I bought a tank for my betta boy at Walmart. I've been searching online for it EVERYWHERE and I can't find it. Not even on the Tetra main site!

I got it from Walmart. Its a 3 gallon aquarium kit made by Tetra. It came w/ a waterfall type filter, a little fake plant, a small stand, a light and an instruction manual. I was drawn to it because it was a kit, and I liked the light and the fact that it was plastic and not glass. Here is a picture of the box I took with my cell phone...










I like it, although I think I will cover the filter w/ a cover or something because its creating too much of a flow in the tank and I can see him struggling to stay still.

(I have added a heater, gravel, a thermometer, and 2 more fake plants. Soon I will add a cave, but for now he seems content w/ hiding and sleeping in the long plant leaves!) Should I add more?

Please give me your opinions on this tank.

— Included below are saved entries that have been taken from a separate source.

PR #992, opened 2026-01-14
feat: add ignore_state option to pipeline restart

garvit-gupta:
Enables recovery from corrupted operator state by restarting pipelines without loading checkpoints.

When pipelines fail due to corrupted state, restarting normally restores the corrupted state and fails again. This adds ignore_state flag to restart API that skips checkpoint loading (restore_epoch=None), allowing recovery with fresh state.

Implementation uses ignore_state_before_epoch threshold: API queries MAX(checkpoint epoch) and sets threshold = max + 1. Controller only restores checkpoints with epoch >= threshold. This ensures reliable recovery across retries and respects config/status separation (controller reads config, never mutates it).

### DIFF
--- a/crates/arroyo-api/sqlite_migrations/V5__ignore_state_before_epoch.sql
+++ b/crates/arroyo-api/sqlite_migrations/V5__ignore_state_before_epoch.sql
@@ -1,0 +1,2 @@
+ALTER TABLE job_configs
+ADD COLUMN ignore_state_before_epoch integer;
--- a/crates/arroyo-api/src/pipelines.rs
+++ b/crates/arroyo-api/src/pipelines.rs
@@ -777,11 +777,24 @@ pub async fn restart_pipeline(
         RestartMode::safe
     };
 
+    // If user wants to ignore state, query max checkpoint epoch and compute threshold
+    let ignore_before_epoch = if req.ignore_state.unwrap_or(false) {
+        api_queries::fetch_max_checkpoint_epoch(&db, &job_id, &auth_data.organization_id)
+            .await?
+            .into_iter()
+            .next()
+            .and_then(|r| r.max_epoch)
+            .map(|max_epoch| max_epoch + 1)
+    } else {
+        None
+    };
+
     let res = api_queries::execute_restart_job(
         &db,
         &OffsetDateTime::now_utc(),
         &auth_data.user_id,
         &mode,
+        &ignore_before_epoch,
         &job_id,
         &auth_data.organization_id,
     )
--- a/crates/arroyo-controller/src/states/scheduling.rs
+++ b/crates/arroyo-controller/src/states/scheduling.rs
@@ -332,29 +332,64 @@ impl State for Scheduling {
             needs_commits: bool,
         }
 
-        let checkpoint_info = controller_queries::fetch_last_successful_checkpoint(
-            &ctx.db.client().await.unwrap(),
-            &*ctx.config.id,
-        )
-        .await
-        .unwrap()
-        .into_iter()
-        .next()
-        .map(|r| {
-            info!(
-                message = "restoring checkpoint",
-                job_id = *ctx.config.id,
-                epoch = r.epoch,
-                min_epoch = r.min_epoch
-            );
+        let checkpoint_info = {
+            let client = match ctx.db.client().await {
+                Ok(c) => c,
+                Err(e) => {
+                    return Err(ctx.retryable(self, "failed to get db client", e.into(), 10));
+                }
+            };
 
-            CheckpointInfo {
-                epoch: r.epoch as u32,
-                min_epoch: r.min_epoch as u32,
-                id: r.pub_id,
-                needs_commits: r.needs_commits,
-            }
-        });
+            let checkpoint_result = match controller_queries::fetch_last_successful_checkpoint(
+                &client,
+                &*ctx.config.id,
+            )
+            .await
+            {
+                Ok(r) => r,
+                Err(e) => {
+                    return Err(ctx.retryable(
+                        self,
+                        "failed to fetch last checkpoint",
+                        e.into(),
+                        10,
+                    ));
+                }
+            };
+
+            checkpoint_result.into_iter().next().and_then(|r| {
+                // Filter checkpoint based on ignore_state_before_epoch threshold
+                let should_restore = ctx
+                    .config
+                    .ignore_state_before_epoch
+                    .map(|threshold| r.epoch >= threshold)
+                    .unwrap_or(true); // If no threshold, restore any checkpoint
+
+                if should_restore {
+                    info!(
+                        message = "restoring checkpoint",
+                        job_id = *ctx.config.id,
+                        epoch = r.epoch,
+                        min_epoch = r.min_epoch
+                    );
+
+                    Some(CheckpointInfo {
+                        epoch: r.epoch as u32,
+                        min_epoch: r.min_epoch as u32,
+                        id: r.pub_id,
+                        needs_commits: r.needs_commits,
+                    })
+                } else {
+                    info!(
+                        message = "skipping checkpoint due to ignore_state_before_epoch threshold",
+                        job_id = *ctx.config.id,
+                        checkpoint_epoch = r.epoch,
+                        threshold = ctx.config.ignore_state_before_epoch.unwrap()
+                    );
+                    None
+                }
+            })
+        };
 
         {
             // mark in-progress checkpoints as failed
@@ -362,13 +397,33 @@ impl State for Scheduling {
                 .as_ref()
                 .map(|checkpoint_info| checkpoint_info.epoch)
                 .unwrap_or(0);
-            controller_queries::execute_mark_failed(
-                &ctx.db.client().await.unwrap(),
+
+            let client = match ctx.db.client().await {
+                Ok(c) => c,
+                Err(e) => {
+                    return Err(ctx.retryable(
+                        self,
+                        "failed to get db client for mark_failed",
+                        e.into(),
+                        10,
+                    ));
+                }
+            };
+
+            if let Err(e) = controller_queries::execute_mark_failed(
+                &client,
                 &*ctx.config.id,
                 &(last_epoch as i32 + 1),
             )
             .await
-            .unwrap();
+            {
+                return Err(ctx.retryable(
+                    self,
+                    "failed to mark in-progress checkpoints as failed",
+                    e.into(),
+                    10,
+                ));
+            }
         }
 
         let mut committing_state = None;
--- a/webui/src/routes/pipelines/PipelineDetails.tsx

Does anyone else use it? Has anyone else used it in the past? Did you like it? What did your set up look like?

Thanks and sorry for all the questions! I just want to give my little boy the best home I can. :]


----------



## Scienceluvr8 (May 17, 2009)

I've never seen that one. I've seen one similar that is, I believe, half that size though. Seems nice, but I had a filter like that and my betta's fins got torn in it, so just be wary. Does it have the water intake on the bottom? If so, you can cover it with panty hose so he won't have the opportuinity to get stuck. But then again, my betta was constantly swimming under there, so that was part of the problem. Anyways, I'm sure it's a nice tank, you should post some pics


----------



## Blue Eternity (Jul 24, 2009)

Heres my tank set up right now. :] I brought an extra light in so that i could get a decent picture... its not that bright all the time! The filter has been turned off.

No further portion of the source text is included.